**WORKING DATA**.

>>>>>

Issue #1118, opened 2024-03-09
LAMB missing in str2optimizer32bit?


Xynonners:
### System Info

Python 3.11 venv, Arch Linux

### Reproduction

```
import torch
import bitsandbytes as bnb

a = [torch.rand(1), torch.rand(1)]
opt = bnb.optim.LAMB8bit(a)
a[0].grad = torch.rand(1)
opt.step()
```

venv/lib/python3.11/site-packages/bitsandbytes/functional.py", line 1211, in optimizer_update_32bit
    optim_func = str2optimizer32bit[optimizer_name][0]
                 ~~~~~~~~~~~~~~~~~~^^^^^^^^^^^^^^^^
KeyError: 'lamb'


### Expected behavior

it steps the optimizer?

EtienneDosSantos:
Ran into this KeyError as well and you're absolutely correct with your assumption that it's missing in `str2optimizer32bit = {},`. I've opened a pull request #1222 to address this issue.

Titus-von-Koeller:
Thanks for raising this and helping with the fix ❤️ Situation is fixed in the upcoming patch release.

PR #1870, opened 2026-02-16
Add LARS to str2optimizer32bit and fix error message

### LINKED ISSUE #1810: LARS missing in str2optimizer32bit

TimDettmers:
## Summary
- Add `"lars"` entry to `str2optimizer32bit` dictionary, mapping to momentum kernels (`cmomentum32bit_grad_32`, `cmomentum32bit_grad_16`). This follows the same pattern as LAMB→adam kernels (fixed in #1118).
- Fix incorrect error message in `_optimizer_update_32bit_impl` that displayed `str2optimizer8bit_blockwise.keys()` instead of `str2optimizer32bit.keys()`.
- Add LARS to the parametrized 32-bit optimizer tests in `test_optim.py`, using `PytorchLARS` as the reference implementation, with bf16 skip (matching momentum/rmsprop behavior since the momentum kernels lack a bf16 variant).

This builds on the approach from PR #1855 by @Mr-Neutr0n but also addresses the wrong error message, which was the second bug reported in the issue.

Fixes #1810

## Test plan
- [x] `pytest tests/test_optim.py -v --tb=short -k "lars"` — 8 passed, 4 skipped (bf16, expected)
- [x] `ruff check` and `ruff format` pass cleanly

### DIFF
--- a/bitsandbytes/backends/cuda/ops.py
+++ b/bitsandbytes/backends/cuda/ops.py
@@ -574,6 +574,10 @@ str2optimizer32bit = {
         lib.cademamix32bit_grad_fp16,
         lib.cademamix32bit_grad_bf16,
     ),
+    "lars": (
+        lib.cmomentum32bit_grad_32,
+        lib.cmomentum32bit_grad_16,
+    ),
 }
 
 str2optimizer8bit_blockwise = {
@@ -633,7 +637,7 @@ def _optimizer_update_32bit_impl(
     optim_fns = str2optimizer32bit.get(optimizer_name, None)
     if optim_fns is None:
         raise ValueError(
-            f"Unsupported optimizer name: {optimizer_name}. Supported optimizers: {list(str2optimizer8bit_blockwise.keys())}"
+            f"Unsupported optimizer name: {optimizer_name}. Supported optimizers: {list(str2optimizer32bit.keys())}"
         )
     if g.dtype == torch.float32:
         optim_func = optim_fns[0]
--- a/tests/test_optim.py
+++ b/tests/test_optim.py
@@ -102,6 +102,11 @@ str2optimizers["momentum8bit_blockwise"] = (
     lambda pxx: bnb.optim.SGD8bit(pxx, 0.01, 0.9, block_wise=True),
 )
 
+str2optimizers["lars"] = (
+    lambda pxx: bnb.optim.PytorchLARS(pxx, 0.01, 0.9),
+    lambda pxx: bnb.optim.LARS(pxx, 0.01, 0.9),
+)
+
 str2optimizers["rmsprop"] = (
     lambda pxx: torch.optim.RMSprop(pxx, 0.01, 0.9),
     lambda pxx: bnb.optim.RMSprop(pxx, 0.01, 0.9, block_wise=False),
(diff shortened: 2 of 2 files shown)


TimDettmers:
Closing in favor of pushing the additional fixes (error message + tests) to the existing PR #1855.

<<<<<

**BRIEF**. For this exercise, copy all of the material exactly as it stands.

**ANSWER TO THIS EXERCISE**.
Issue #1118, opened 2024-03-09
LAMB missing in str2optimizer32bit?


Xynonners:
### System Info

Python 3.11 venv, Arch Linux

### Reproduction

```
import torch
import bitsandbytes as bnb

a = [torch.rand(1), torch.rand(1)]
opt = bnb.optim.LAMB8bit(a)
a[0].grad = torch.rand(1)
opt.step()
```

venv/lib/python3.11/site-packages/bitsandbytes/functional.py", line 1211, in optimizer_update_32bit
    optim_func = str2optimizer32bit[optimizer_name][0]
                 ~~~~~~~~~~~~~~~~~~^^^^^^^^^^^^^^^^
KeyError: 'lamb'


### Expected behavior

it steps the optimizer?

EtienneDosSantos:
Ran into this KeyError as well and you're absolutely correct with your assumption that it's missing in `str2optimizer32bit = {},`. I've opened a pull request #1222 to address this issue.

Titus-von-Koeller:
Thanks for raising this and helping with the fix ❤️ Situation is fixed in the upcoming patch release.

PR #1870, opened 2026-02-16
Add LARS to str2optimizer32bit and fix error message

### LINKED ISSUE #1810: LARS missing in str2optimizer32bit

TimDettmers:
## Summary
- Add `"lars"` entry to `str2optimizer32bit` dictionary, mapping to momentum kernels (`cmomentum32bit_grad_32`, `cmomentum32bit_grad_16`). This follows the same pattern as LAMB→adam kernels (fixed in #1118).
- Fix incorrect error message in `_optimizer_update_32bit_impl` that displayed `str2optimizer8bit_blockwise.keys()` instead of `str2optimizer32bit.keys()`.
- Add LARS to the parametrized 32-bit optimizer tests in `test_optim.py`, using `PytorchLARS` as the reference implementation, with bf16 skip (matching momentum/rmsprop behavior since the momentum kernels lack a bf16 variant).

This builds on the approach from PR #1855 by @Mr-Neutr0n but also addresses the wrong error message, which was the second bug reported in the issue.

Fixes #1810

## Test plan
- [x] `pytest tests/test_optim.py -v --tb=short -k "lars"` — 8 passed, 4 skipped (bf16, expected)
- [x] `ruff check` and `ruff format` pass cleanly

### DIFF
--- a/bitsandbytes/backends/cuda/ops.py
+++ b/bitsandbytes/backends/cuda/ops.py
@@ -574,6 +574,10 @@ str2optimizer32bit = {
         lib.cademamix32bit_grad_fp16,
         lib.cademamix32bit_grad_bf16,
     ),
+    "lars": (
+        lib.cmomentum32bit_grad_32,
+        lib.cmomentum32bit_grad_16,
+    ),
 }
 
 str2optimizer8bit_blockwise = {
@@ -633,7 +637,7 @@ def _optimizer_update_32bit_impl(
     optim_fns = str2optimizer32bit.get(optimizer_name, None)
     if optim_fns is None:
         raise ValueError(
-            f"Unsupported optimizer name: {optimizer_name}. Supported optimizers: {list(str2optimizer8bit_blockwise.keys())}"
+            f"Unsupported optimizer name: {optimizer_name}. Supported optimizers: {list(str2optimizer32bit.keys())}"
         )
     if g.dtype == torch.float32:
         optim_func = optim_fns[0]
--- a/tests/test_optim.py
+++ b/tests/test_optim.py
@@ -102,6 +102,11 @@ str2optimizers["momentum8bit_blockwise"] = (
     lambda pxx: bnb.optim.SGD8bit(pxx, 0.01, 0.9, block_wise=True),
 )
 
+str2optimizers["lars"] = (
+    lambda pxx: bnb.optim.PytorchLARS(pxx, 0.01, 0.9),
+    lambda pxx: bnb.optim.LARS(pxx, 0.01, 0.9),
+)
+
 str2optimizers["rmsprop"] = (
     lambda pxx: torch.optim.RMSprop(pxx, 0.01, 0.9),
     lambda pxx: bnb.optim.RMSprop(pxx, 0.01, 0.9, block_wise=False),
(diff shortened: 2 of 2 files shown)


TimDettmers:
Closing in favor of pushing the additional fixes (error message + tests) to the existing PR #1855.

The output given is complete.